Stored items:
PR #303, opened 2022-11-16
CI: Add `abi3audit`

messense:
https://blog.trailofbits.com/2022/11/15/python-wheels-abi-abi3audit/

### DIFF
--- a/.github/workflows/ci.yml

[THE TASK]: This exercise requires the entries above to be restated exactly.

[EXERCISE SOLUTION]:
PR #303, opened 2022-11-16
CI: Add `abi3audit`

messense:
https://blog.trailofbits.com/2022/11/15/python-wheels-abi-abi3audit/

### DIFF
--- a/.github/workflows/ci.yml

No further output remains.